--- REQUIRED ACTION ---
Copy the records out again in full, keeping them identical.

(Saved data entries)
PR #4062, opened 2019-03-13
[Document] Fix multihref editable elements visibility

### LINKED ISSUE #2117: Multihref Editable returns unpublished objects
```php
$this->multihref('contactObjects')->getElements()
```

returns unpublished objects since switch from Object to DataObject

dvesh3:
Resolves #2117


brusch:
Modifying `setElements()` can result into unexpected behavior, it would be better if the iterator considers the published state.

PR #4063, opened 2019-03-13
[GDPR Extractor] Fix sent emails full-text search condition

### LINKED ISSUE #3909: [Bug] GDPR Bug with email quote and fulltext search
# Bug Report
 

This behaviour increases the risk for legal trouble because the GDPR extractor might now export return results which are from the wrong user and therefore cause the customer service representative to export incorrect data and unknowingly leak personal information.

I think I have narrowed the problem down to `EmailController::emailsLogsAction()`, [here](https://github.com/pimcore/pimcore/blob/master/bundles/AdminBundle/Controller/Admin/EmailController.php#L40), and how the *@* is replaced and the entire string is quoted.

### Expected behaviour

When searching for *someuser2134@example.com* only results matching *someuser2134@example.com* should be returned
  
### Actual behaviour  

Any user matching only the domain part is returned.

### Steps to reproduce  

1. Open the GDPR data extractor
2. Search for an email address.
3. Look at the results

skarmbild 46

dvesh3:
Resolves #3909

### DIFF
--- a/bundles/AdminBundle/Controller/Admin/EmailController.php
+++ b/bundles/AdminBundle/Controller/Admin/EmailController.php
@@ -61,8 +61,18 @@ class EmailController extends AdminController
                 $filterTerm = str_replace('%', '*', $filterTerm);
                 $filterTerm = htmlspecialchars($filterTerm, ENT_QUOTES);
 
+                if(strpos($filterTerm, '@')) {
+                    $parts = explode(' ', $filterTerm);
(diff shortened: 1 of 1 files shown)


brusch:
Unfortunately this causes new issues ... 
- boolean operators don't work anymore
- it is now always an "exact match" search, so it is unpossible to search for 2 terms (e.g. for a keyword in the subject and an email address)

PR #4069, opened 2019-03-14
Protect also img and video thumbnails

putzflorian:
Add routing.yml info to protect also img and video thumbnails


brusch:
Thanks!

PR #4075, opened 2019-03-14
[Custom Layouts] Fix to disallow custom layout invalid name on update

### LINKED ISSUE #4061: Can't edit class custom layout after adding - to its name
# Bug Report

### Expected behavior
Can't save custom layout if name is invalid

--- ANSWER TO THIS TASK ---
PR #4062, opened 2019-03-13
[Document] Fix multihref editable elements visibility

### LINKED ISSUE #2117: Multihref Editable returns unpublished objects
```php
$this->multihref('contactObjects')->getElements()
```

returns unpublished objects since switch from Object to DataObject

dvesh3:
Resolves #2117


brusch:
Modifying `setElements()` can result into unexpected behavior, it would be better if the iterator considers the published state.

PR #4063, opened 2019-03-13
[GDPR Extractor] Fix sent emails full-text search condition

### LINKED ISSUE #3909: [Bug] GDPR Bug with email quote and fulltext search
# Bug Report
 

This behaviour increases the risk for legal trouble because the GDPR extractor might now export return results which are from the wrong user and therefore cause the customer service representative to export incorrect data and unknowingly leak personal information.

I think I have narrowed the problem down to `EmailController::emailsLogsAction()`, [here](https://github.com/pimcore/pimcore/blob/master/bundles/AdminBundle/Controller/Admin/EmailController.php#L40), and how the *@* is replaced and the entire string is quoted.

### Expected behaviour

When searching for *someuser2134@example.com* only results matching *someuser2134@example.com* should be returned
  
### Actual behaviour  

Any user matching only the domain part is returned.

### Steps to reproduce  

1. Open the GDPR data extractor
2. Search for an email address.
3. Look at the results

skarmbild 46

dvesh3:
Resolves #3909

### DIFF
--- a/bundles/AdminBundle/Controller/Admin/EmailController.php
+++ b/bundles/AdminBundle/Controller/Admin/EmailController.php
@@ -61,8 +61,18 @@ class EmailController extends AdminController
                 $filterTerm = str_replace('%', '*', $filterTerm);
                 $filterTerm = htmlspecialchars($filterTerm, ENT_QUOTES);
 
+                if(strpos($filterTerm, '@')) {
+                    $parts = explode(' ', $filterTerm);
(diff shortened: 1 of 1 files shown)


brusch:
Unfortunately this causes new issues ... 
- boolean operators don't work anymore
- it is now always an "exact match" search, so it is unpossible to search for 2 terms (e.g. for a keyword in the subject and an email address)

PR #4069, opened 2019-03-14
Protect also img and video thumbnails

putzflorian:
Add routing.yml info to protect also img and video thumbnails


brusch:
Thanks!

PR #4075, opened 2019-03-14
[Custom Layouts] Fix to disallow custom layout invalid name on update

### LINKED ISSUE #4061: Can't edit class custom layout after adding - to its name
# Bug Report

### Expected behavior
Can't save custom layout if name is invalid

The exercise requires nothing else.